The amount of noise that is produced can be configured using the enhancement config file.
Below, a minimalized example of the contents of a profile can be found:
<http://localhost:3000/pods/00000000000000000290/profile/card#me> <http://www.w3.org/ns/solid/terms#publicTypeIndex> <http://localhost:3000/pods/00000000000000000290/settings/publicTypeIndex> .
<http://localhost:3000/pods/00000000000000000290/profile/card#me> <http://www.w3.org/1999/02/22-rdf-syntax-ns#type> <http://localhost:3000/www.ldbc.eu/ldbc_socialnet/1.0/vocabulary/Person> .
<http://localhost:3000/pods/00000000000000000290/profile/card#me> <http://www.w3.org/ns/pim/space#storage> <http://localhost:3000/pods/00000000000000000290/> .
<http://localhost:3000/pods/00000000000000000290/profile/card#me> <http://localhost:3000/www.ldbc.eu/ldbc_socialnet/1.0/vocabulary/id> "290"^^<http://www.w3.org/2001/XMLSchema#long> .
<http://localhost:3000/pods/00000000000000000290/profile/card#me> <http://localhost:3000/www.ldbc.eu/ldbc_socialnet/1.0/vocabulary/firstName> "Ayesha" .
<http://localhost:3000/pods/00000000000000000290/profile/card#me> <http://localhost:3000/www.ldbc.eu/ldbc_socialnet/1.0/vocabulary/lastName> "Baloch" .
<http://localhost:3000/pods/00000000000000000290/profile/card#me> <http://localhost:3000/www.ldbc.eu/ldbc_socialnet/1.0/vocabulary/gender> "male" .
<http://localhost:3000/pods/00000000000000000290/profile/card#me> <http://localhost:3000/www.ldbc.eu/ldbc_socialnet/1.0/vocabulary/hasInterest> <http://localhost:3000/www.ldbc.eu/ldbc_socialnet/1.0/tag/John_the_Baptist> .
<http://localhost:3000/pods/00000000000000000290/profile/card#me> <http://localhost:3000/www.ldbc.eu/ldbc_socialnet/1.0/vocabulary/knows> _:b4_knows00000000000000124063 .
_:b4_knows00000000000000124063 <http://localhost:3000/www.ldbc.eu/ldbc_socialnet/1.0/vocabulary/hasPerson> <http://localhost:3000/pods/00000000000000001753/profile/card#me> .
Limitations
At this stage, this benchmark has the following limitations:
- Vaults don't make use of authentication, and all data is readable by everyone without authentication.
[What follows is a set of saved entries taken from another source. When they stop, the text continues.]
PR #135, opened 2018-08-09
KDSoapServer: Fix for Qt without SSL compiled in

caspermeijn:
The compilation of KDSoap was failing if Qt is build without SSL
enabled. The define QT_NO_OPENSSL is set in the
QtNetwork/qtnetwork-config.h header, which is not included before the
define is used. QTcpSocket will load header for us and was already
always included (either directly or via QSslSocket).

### DIFF
--- a/src/KDSoapServer/KDSoapServerSocket_p.h
+++ b/src/KDSoapServer/KDSoapServerSocket_p.h
@@ -25,10 +25,9 @@
 
 #include <QtGlobal>
 
+#include <QTcpSocket> //may define QT_NO_OPENSSL
 #ifndef QT_NO_OPENSSL
 #include <QSslSocket>
-#else
-#include <QTcpSocket>
 #endif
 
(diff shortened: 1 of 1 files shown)


dfaure-kdab:
Looks good, but are you sure the krazy comment is needed?

I thought krazy only checked "own header first", which this isn't breaking.

src/KDSoapServer/KDSoapServerSocket_p.h
```diff
@@ -25,10 +25,9 @@
 
 #include <QtGlobal>
 
+#include <QTcpSocket> //krazy:exclude=includes must come first to define QT_NO_OPENSSL
```
winterz: David is correct. you don't need to say krazy:exclude here.  the comment should be "may define QT_NO_OPENSSL"

caspermeijn:
Thanks

PR #140, opened 2018-10-02
Update KDSoapServerSocket_p.h

DRFrederik:
On my platform, using Qt 5.9.6, QT_NO_OPENSSL is defined in qtnetwork-config.h
In KDSoapServerSocket_p.h line 29, QT_NO_OPENSSL is not defined which leads to the inclusion of QSslSocket.h.
QSslSocket.h includes qtnetwork-config.h indirectly, now QT_NO_OPENSSL is defined, KDSoapServerSocket does not inherit from the already included QSslSocket but from QTcpSocket which was not included ...

qtnetwork-config.h must be included before using QT_NO_OPENSSL.

### DIFF
--- a/src/KDSoapServer/KDSoapServerSocket_p.h
+++ b/src/KDSoapServer/KDSoapServerSocket_p.h
@@ -24,6 +24,7 @@
 #define KDSOAPSERVERSOCKET_P_H
 
 #include <QtGlobal>
+#include <qtnetwork-config.h>
 
 #include <QTcpSocket> //may define QT_NO_OPENSSL
 #ifndef QT_NO_OPENSSL


DRFrederik:
QSslSocket and QTcpSocket do indeed include qtnetwork-config.h indirectly.
The point is that on line 29 of KDSoapServerSocket_p.h, ifndef QT_NO_OPENSSL is used. At this point QT_NO_OPENSSL is not defined, this eveluates to QSslSocket being included which includes qtnetwork-config.h indirectly. qtnetwork-config.h now defines QT_NO_OPENSSL. At line 44-45 another ifndef QT_NO_OPENSSL now evaluates to false because QT_NO_OPENSSL is defined, this causes KDSoapServerSocket to inherit from QTcpSocket while it was not included in the first ifndef ...

caspermeijn:
Hi @DRFrederik, I recently make a change in the same file because I noticed this problem as well. See https://github.com/KDAB/KDSoap/commit/8c6ba546f11de1272cfe419479b2d76dcf11e2c2. Are you building using the latest master of KDSoap?

DRFrederik:
No, I was using the latest release, 1.7.0.
Thanks for pointing this out.

PR #144, opened 2019-01-03
WS-UsernameToken

caspermeijn:
This pull request has some cleanup commits and adds support for WS-UsernameToken. WS-UsernameToken is enabled by setting KDSoapAuthentication::useWSUsernameToken, then a fresh authentication header is added to all requests.

For the unit-test I added KDSoapAuthentication::setOverrideWSUsernameCreatedTime and KDSoapAuthentication::setOverrideWSUsernameNonce to make it reproducible. Do you know a better way of handling this? I think that this way is OK, but it doesn't feel right.

Is it possible to make this feature detectable from CMake, so that my application can fallback to its own implementation for older versions of KDSoap? I am thinking of a CMake variable or version number bump. I don't know what the standard way of doing this is.

### DIFF
--- a/src/KDSoapClient/KDSoapAuthentication.cpp
+++ b/src/KDSoapClient/KDSoapAuthentication.cpp
@@ -139,12 +139,8 @@ bool KDSoapAuthentication::hasWSUsernameTokenHeader() const
     return hasAuth() && d->useWSUsernameToken;
 }
 
-void KDSoapAuthentication::writeWSUsernameTokenHeader(KDSoapNamespacePrefixes &namespacePrefixes, QXmlStreamWriter &writer, const QString &messageNamespace, bool forceQualified) const
+void KDSoapAuthentication::writeWSUsernameTokenHeader(QXmlStreamWriter &writer) const
 {
-    Q_UNUSED(namespacePrefixes);
-    Q_UNUSED(messageNamespace);
-    Q_UNUSED(forceQualified);
-
     if (!hasAuth()) {
         return;
     }
--- a/src/KDSoapClient/KDSoapAuthentication.cpp
+++ b/src/KDSoapClient/KDSoapAuthentication.cpp
@@ -1,5 +1,6 @@
 /****************************************************************************
 ** Copyright (C) 2010-2018 Klaralvdalens Datakonsult AB, a KDAB Group company, info@kdab.com.
+** Copyright (C) 2019 Casper Meijn  <casper@meijn.net>
 ** All rights reserved.
 **
 ** This file is part of the KD Soap library.
@@ -21,15 +22,26 @@
 **
 **********************************************************************/
 #include "KDSoapAuthentication.h"
-#include <QNetworkReply>
-#include <QDebug>
 #include <QAuthenticator>
+#include <QCryptographicHash>
+#include <QDateTime>
+#include <QDebug>
+#include <QNetworkReply>
+#include "KDSoapNamespacePrefixes_p.h"
+#include "KDSoapNamespaceManager.h"
 
 class KDSoapAuthentication::Private
 {
 public:
+    Private() :
+        useWSUsernameToken(false)
+    {}
+
     QString user;
     QString password;
+    bool useWSUsernameToken;
+    QDateTime overrideWSUsernameCreatedTime;
+    QByteArray overrideWSUsernameNonce;
 };
 
 KDSoapAuthentication::KDSoapAuthentication()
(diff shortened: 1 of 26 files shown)


uteichert:
Hi Caspar,

great that you implemented WS-UsernameToken! I'm in the process to do some Onvif-related stuff as well, so this came *exactly* to the right time, so kudos to you!
I am not associated with KDAB in any way, so this comment is not in any way "official" and is not a formal review at all, but as I was greedy, I merged your commits in my KDSoap fork, but there are some problems with it:

* the commit 993b9a2994413fcef3ec5ac8051b3e1d9ccbe2cd (that's the one you titled with "Remove duplicate code") breaks the thread handling of KDSoap. As soon as you move a client request to another thread (with QObject::moveToThread) you will get warnings like:
QObject: Cannot create children for a parent that is in a different thread.
(Parent is QNetworkAccessManager(0x279b48), parent's thread is QThread(0x27b774), current thread is KDSoapClientThread(0x247ab4)
After reverting that commit everything was working as before, so the code you deleted did something different, I suppose.

* in src/KDSoapClient/KDSoapAuthentication.cpp you are missing some Qt-includes
* also in src/KDSoapClient/KDSoapAuthentication.cpp, you are using a C++11 feature - which would be the first and only usage of C++11 inside KDSoap. I think this should at least be discussed and I would vote for either doing something like:
Private() : useWSUsernameToken(false) {}
instead of
bool useWSUsernameToken = false;
or bump the version number - perhaps to 2.0 - and list this as breaking change.

After fixing these minor issues, I'll now going to try out your feature ;-)

caspermeijn:
> Hi Caspar,
> 
> great that you implemented WS-UsernameToken! I'm in the process to do some Onvif-related stuff as well, so this came _exactly_ to the right time, so kudos to you!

- SPARQL update queries for modifying data within vaults are not being generated yet: https://github.com/SolidBench/SolidBench.js/issues/3
- All vaults make use of the same vocabulary: https://github.com/SolidBench/SolidBench.js/issues/4
License
This software is written by Ruben Taelman.
This code is released under the MIT license.